Doch vorher musste er noch etwas klären.
Als die Zeremonie begann und die Frauen Lehm für die Trauerbemalung holen gingen, verließ Torak unauffällig das Lager und lief zum Hüterfelsen. Wenn sein Verdacht begründet war, wenn das blättergesichtige Geschöpf tatsächlich etwas mit Oslaks Tod zu tun hatte, mochte es Spuren hinterlassen haben.
Zum Fluss hin fiel der Felsen schroff ab, doch auf der Ostseite war der Abhang zwar steil, aber mit einiger Mühe und Umsicht zu erklimmen. Der Lehmboden davor war mit Spuren übersät, Lehmspuren führten auch seine Flanke hinauf.
Das Spurengewirr war nicht leicht zu deuten, doch es gelang Torak, eine schwache, etwa einen Tag alte Fußspur zu entdecken. Sie stammte von Saeunn und führte bis ganz nach oben. Woanders sah man Pfotenabdrücke, durchsetzt mit vierzehigen Krallenspuren. Dort hatte sich ein Hund mit einem Raben gezankt. Ein Stück daneben fand Torak Männerspuren, allerdings hatten sich nur Zehen und Fersen in den weichen Boden eingedrückt. Oslak war den Felsen in wilder Hast emporgestürmt.
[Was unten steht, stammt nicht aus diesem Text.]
PR #4619, opened 2021-02-11
use isinstance method to get loading pipeline

jingege315:
Original code:
```python
loading_pipeline_cfg = []
for cfg in pipeline:
    if cfg['type'].startswith('Load'):
        loading_pipeline_cfg.append(cfg)
```

It is not suitable for getting loading pipeline to use `startswith` method. It is possible to exist a pipeline whose string start with 'Load' but which isn't a loading pipeline. It is also possible to exist a pipeline inherited from `LoadImageFromFile` class or `LoadAnnotations` class whose string is not start with 'Load', such as `AnimalLoadImageFromFile`.

New code:
```python
loading_pipeline_cfg = []
for cfg in pipeline:
    obj_cls = PIPELINES.get(cfg['type'])
    if obj_cls is not None and isinstance(obj_cls, (LoadImageFromFile, LoadAnnotations)):
        loading_pipeline_cfg.append(cfg)
```

### DIFF
--- a/mmdet/datasets/utils.py
+++ b/mmdet/datasets/utils.py
@@ -101,9 +101,8 @@ def get_loading_pipeline(pipeline):
     loading_pipeline_cfg = []
     for cfg in pipeline:
         obj_cls = PIPELINES.get(cfg['type'])
-        if obj_cls is None:
-            continue
-        if isinstance(obj_cls, (LoadImageFromFile, LoadAnnotations)):
+        # TODO：use more elegant way to distinguish loading modules
+        if obj_cls is not None and obj_cls in (LoadImageFromFile, LoadAnnotations):
             loading_pipeline_cfg.append(cfg)
     assert len(loading_pipeline_cfg) == 2, \
         'The data pipeline in your config file must include ' \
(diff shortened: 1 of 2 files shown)


mmdet/datasets/utils.py
```diff
@@ -98,7 +100,10 @@ def get_loading_pipeline(pipeline):
     """
     loading_pipeline_cfg = []
     for cfg in pipeline:
-        if cfg['type'].startswith('Load'):
+        obj_cls = PIPELINES.get(cfg['type'])
+        if obj_cls is None:
+            continue
+        if isinstance(obj_cls, (LoadImageFromFile, LoadAnnotations)):
```
hhaAndroid, line 106: Cannot use instance, because it is not an instance relationship.  ->  `obj_cls in (LoadImageFromFile, LoadAnnotations)`, and above add 'TODO：use more elegant way to distinguish loading modules'

hhaAndroid: like this：

    loading_pipeline_cfg = []
    for cfg in pipeline:
        obj_cls = PIPELINES.get(cfg['type'])
        # TODO：use more elegant way to distinguish loading modules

Torak hatte einen dicken Kloß im Hals. Trauern kannst du später, ermahnte er sich, wenn du zum Großen Wald unterwegs bist.
Langsam stieg er in Oslaks Spur den Abhang hoch.
Im Laufen hatte der Kranke Kiesel und Moosbüschel losgetreten. An einer Stelle war er ausgeglitten und hatte eine schmale Blutspur hinterlassen, dann hatte er sich wieder aufgerappelt und war weitergehastet.
Er ist gerannt, als säßen ihm sämtliche Dämonen der Anderen Welt im Nacken, dachte Torak.
Oben auf der Felskuppe bestätigten sich Toraks Befürchtungen. Neben Oslaks Spuren fanden sich andere, viel kleinere. Sie waren kaum zu erkennen, aber Torak entnahm ihnen trotzdem, dass der Betreffende nicht umhergelaufen war, sondern ruhig am Abhang gestanden und zugesehen hatte, wie Oslak in den Tod sprang.
Die Fußabdrücke waren klein wie von einem acht, neun Sommer alten Kind.
Nur dass die Zehen mit Klauen bewehrt waren.
Als Torak wieder ins Lager kam, wollte der Trauerzug eben aufbrechen. Am Langfeuer zerstieß Renn Erdblut für die Bestattungszeremonie.
Sie hatte sich das Gesicht mit Lehm beschmiert, wie es die Raben bei Todesfällen zu tun pflegten, aber die graue Kruste war von Tränenspuren durchzogen. Torak hatte Renn noch nie weinen sehen. Als er näher kam, blinzelte sie heftig.